__The task__:
Copy each line below containing "https".

[Stored items]
::::::::
PR #298, opened 2019-05-07
Fix python out logic

### LINKED ISSUE #291: Python syntax error when last line ends in a comment
@aishfenton ran into this error: 
The following cell
```
model.compile(optimizer="adam",
              loss='binary_crossentropy',
              metrics=['binary_accuracy'])

model.fit([x1_train, x2_train], y_train, epochs=1) # callbacks=[cb]
```
failed with an `Unexpected EOF while parsing` error on the last line.

However, adding a blank newline to the end, like
```
model.compile(optimizer="adam",
              loss='binary_crossentropy',
              metrics=['binary_accuracy'])

model.fit([x1_train, x2_train], y_train, epochs=1) # callbacks=[cb]
```

succeed.

indig:
Resolves #291

### DIFF
--- a/polynote-kernel/src/main/scala/polynote/kernel/lang/python/PythonInterpreter.scala
+++ b/polynote-kernel/src/main/scala/polynote/kernel/lang/python/PythonInterpreter.scala
@@ -68,6 +68,27 @@ class PythonInterpreter(val kernelContext: KernelContext) extends LanguageInterp
       """.stripMargin.trim)
 
 
+    // this class is used to convert the last expression to an assignment
+    jep.eval("import ast\n")
+    jep.eval(
+      """
+        |class LastExprAssigner(ast.NodeTransformer):
+        |
+        |    # keep track of last line of initial tree passed in
+        |    lastLine = None
+        |
+        |    def visit(self, node):
+        |        if (not self.lastLine):
+        |            self.lastLine = node.body[-1].lineno
+        |        return super(ast.NodeTransformer, self).visit(node)
+        |
+        |    def visit_Expr(self, node):
+        |        if node.lineno == self.lastLine:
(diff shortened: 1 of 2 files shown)


polynote-kernel/src/main/scala/polynote/kernel/lang/python/PythonInterpreter.scala
```diff
@@ -176,32 +197,22 @@ class PythonInterpreter(val kernelContext: KernelContext) extends LanguageInterp
...
-            val lastLine = jep.getValue("__polynote_last__.lineno", classOf[java.lang.Integer]) - 1
-            val (prevCode, lastCode) = code.linesWithSeparators.toSeq.splitAt(lastLine)
+        val numStats = jep.getValue("len(__polynote_parsed__.body)", classOf[java.lang.Long])
 
-            (prevCode ++ s"$resultName = (${lastCode.mkString})\n").mkString
-          } else code
+        if (numStats > 0) {
+          jep.eval("__polynote_parsed__ = LastExprAssigner().visit(__polynote_parsed__)")
+          jep.eval("__polynote_parsed__ = ast.fix_missing_locations(__polynote_parsed__)")
+          jep.eval("__polynote_code__ = compile(__polynote_parsed__, '<ast>', 'exec')")
```
jeremyrsmith: Neat – can `compile` give any further errors from parse? Would be great if we could surface parse and compile errors as `CompileErrors`!

indig: Hmm, I'm not sure we'd get any additional errors from `compile`, Since it [looks like](https://docs.python.org/3/library/ast.html#ast.parse)`ast.parse` is already a call to `compile`. 

However, we should be able to handle any `SyntaxErrors` we get from either parsing or compiling as `CompileErrors` to cover our bases. 

Tracking: https://github.com/polynote/polynote/issues/301

PR #299, opened 2019-05-08
Notebook test fixtures

indig:
Start working on a way for us to have a battery of notebooks that get tested every time


indig:
retrigger build

PR #1381, opened 2023-02-14
Fix collapsed panel bug

### LINKED ISSUE #1335: Add a precautionary minimum to both left and right panes
A user encountered a bug where they made their left bar as small as possible, and couldn't drag it over to the right to make it larger again anymore because it was invisible and the main section overlaps onto it in the UI (and thus they couldn't create any new notebooks). A simple fix is just to not let users drag their bars all the way over to the left/right and add a minimum pixel limit preventing this.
::::::::
__Your solution__:
indig: Hmm, I'm not sure we'd get any additional errors from `compile`, Since it [looks like](https://docs.python.org/3/library/ast.html#ast.parse)`ast.parse` is already a call to `compile`. 
Tracking: https://github.com/polynote/polynote/issues/301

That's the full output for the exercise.